- Born: 20 March 1893 León, Nicaragua
- Died: 5 February 1959 (aged 65) Paris, France
- Occupations: poet and honorary

= Salomón de la Selva =

Nicaraguan writer

Salomón de la Selva (March 20, 1893 – February 5, 1959) was a Nicaraguan poet and honorary member of the Mexican Academy of Language.

==Biography==
Salomón de la Selva was born on March 20, 1893, in León, Nicaragua, son of Salomón Selva Glenton and Evangelina Escoto Baca and the oldest of nine children. In 1906 at the age of twelve, he is offered a scholarship by the government of José Santos Zelaya to study in the United States. Salomón de la Selva first took up his secondary studies at the Newton Collegiate Institution in Newton, New Jersey and later at Westerleigh Collegiate Institute in Staten Island, New York, studying in the United States until 1910. To cover costs, de la Selva found himself selling newspapers and shoeshining in Central Park in New York City.
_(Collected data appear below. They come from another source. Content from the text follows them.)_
PR #321, opened 2021-06-14
Fix non-working lookup of weapon specials for titles

Discontinuum:
The previous code didn't actually looked up the specials, it reached the tag `[specials]` and queried its `id` (which is absent ofc), for actual looking up you need to iterate over `[specials]` children


Dugy:
Thanks.

Issue #320, opened 2021-06-14
 Make "gem found" window non-blocking (at least in MP)


Discontinuum:
A blocking gem window is uncomfortable in MP because players need to click it to go through, so a player can't go afk and wait until the turn bell rings to go back to his move, because the gem window will block the game until he clicks.

Dugy:
Are the gem windows different from the item windows? Do you mean that all players have to wait until all players click on the pickup window to continue?

That seems to be a serious problem. That window is mostly cosmetic, finding its source and replicating it in lua inside a synchronised section should fix it. It could also make the code look more readable since the `[object]` tag has little to do with its effect on the unit.

Discontinuum:
Well, not so dire, others don't have to wait everyone to proceed. But still it is somewhat annoying when you need to click through on someone's else turn. When it's your turn, it's okay, but when it's not your turn and you have to click, not nice. Can't go afk and wait for the turn bell without checking, as I mentioned. Also tiresome for observers to click through all gems to go through the replay

Discontinuum:
Not relevant after #323

Issue #298, opened 2020-11-29
Crafting an item and equipping it immediately causes OoS


Dugy:
If an item is crafted and put into the item storage, everything is OK, but equipping it immediately results in an OoS.

edwardspec:
See #300 for details on what causes this.

Dugy:
Yes.

PR #323, opened 2021-06-17
Overhaul of item_pick and multiplayer synchronization

Discontinuum:
Fix for #298 , a good deal of #300 and additionally #320 

I decided to write item_pick event in lua because the WML code contained duplication of what is in lua, and it was quite fragile (like it had to setup fearless for book of courage manually while in lua it's all done by itself applying item's `on_equip` code.

There are some differences in behaviour, now pop ups about items and gems appear only for the current player (and not for others), also money causes pop-up too (so now everyone can read money items' descriptions, not just translators).

I decided to make two version of item_pick event becayse I wasn't sure about correctness of synchronize_event inside another synchronize, and overall about synching events from two mpsafety queues at the same time.


Discontinuum:
Disabling attacks for retaliation is unsynchronized for now

Discontinuum:
Also, `loti.item.storage.add` method now handles gems, not only money, so I guess it might resolve the issues with gems getting into the item storage instead of their special variables

Discontinuum:
`can_equip_item` tag probably should be returned to save compatibility with older saves/replays, though it's not used in the current code anymore

Dugy:
Thanks for fixing this.

Discontinuum:
Hm, the last update of LotI beta is June 15th, I wonder if everything's okay? I expected it to be updates this night, so I could upload beta versions of my addons (to use LotI's beta instead of stable) and go full-scale testing it with friends

Dugy:
@edwardspec Do you know what could be going on? I am quite clueless about this CI stuff.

After his father's passing on February 2, 1910, Salomón de la Selva returns to Nicaragua and begins studying law at Universidad de León. The history of his pursuits in higher education is unclear, but there are records of de la Selva having taken classes at Cornell University and Columbia University between 1913 and 1915. Around this time he worked for the Spanish-language weekly Las Novedades. He received the title of bachelor in science and letters from the University of Leon in León, Nicaragua. He was later employed at Williams College in Williamstown, Massachusetts, from 1916 to 1917 as a romance language instructor in Spanish and in French.
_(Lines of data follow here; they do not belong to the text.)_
PR #326, opened 2021-06-20
Fix of info menu for units with defence cap

Discontinuum:
For #324


Dugy:
Thanks.

If your commit message is `Fix #326`, it will automatically close issue 326 and link the commit in the closing message.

By winter 1914-15 he met Rubén Darío in New York City and accompanied him to a conference offered at Columbia University on February 4, 1915. In New York, 1918, he published his first book of poetry: Tropical Town and Other Poems which was written in English. He frequented the literary circles of young New York poets with figures such as Stephen Vincent Benét and Edna St. Vincent Millay with whom it was said he had a love affair. From 1917 to 1918, de la Selva served as a soldier in World War I serving the British forces, enlisting in the U.S. army on June 5, 1917. He was able to draw from his experiences on the battlefield to inspire future works, specifically El soldado desconocido (The Unknown Soldier), written in Spanish and illustrated by Diego Rivera, which was published in Mexico in 1922. Around this time in 1922 he was also romantically involved with American author Katherine Anne Porter. He associated himself with the American labour movement and became secretary to labor union leader Samuel Gompers.

Between 1925 and 1929 he lived in Nicaragua and dedicated himself to the local syndicalism activism of laborioust tendency. He urged the affiliation of the Nicaraguan Worker's Federation (Federación Obrera Nicaragüense) to the Panamerican Worker's Central (Central Obrera Panamericana), which was affiliated to the American Federation of Labor. In this time, he married Carmela Castrillo and had two children, Carmelita de la Selva Castrillo (1925–1931) and Salomón de la Selva Castrillo (1927). His daughter Carmelita was born whilst de la Selva served as the director of newspaper Nicaragua Libre of the Nicaraguan Patriotic League and perished in the earthquake which shook Managua on March 31, 1931. By 1930 he had published articles supporting Augusto César Sandino published in San José, Costa Rica through different media such as the Diario de Costa Rica and Repertorio Americano of Joaquín García Monge. and in 1935 he moved to Mexico City, where he was able to influence Mexican politics; along with his brother Rogelio de la Selva, he was advisor to President Miguel Alemán Valdés. In 1933, a son of de la Selva's, Juan, is born in Panama to actress Betty Schroeder. Whilst in France, as a Nicaraguan ambassador for the Government of President Luis Anastasio Somoza, he died on February 5, 1959, in Paris.

==Works==

===Poetry===
- Tropical Town and Other Poems (1918)
- A Song For Wall Street (1918)
- A Soldier Sings (1919)
- El soldado desconocido (1922)
- Evocación de Horacio, Canto a Mérida de Yucatán en la celebración de sus Juegos Florales (1947)
- La ilustre familia (195)
- Canto a la Independencia de México (1955)
- Evocación de Píndaro (1957)
- Acolmixtli Netzahualcóyotl (1958)

===Novels===
- La guerra de Sandino o el pueblo desnudo, written in 1935, posthumously published in 1985.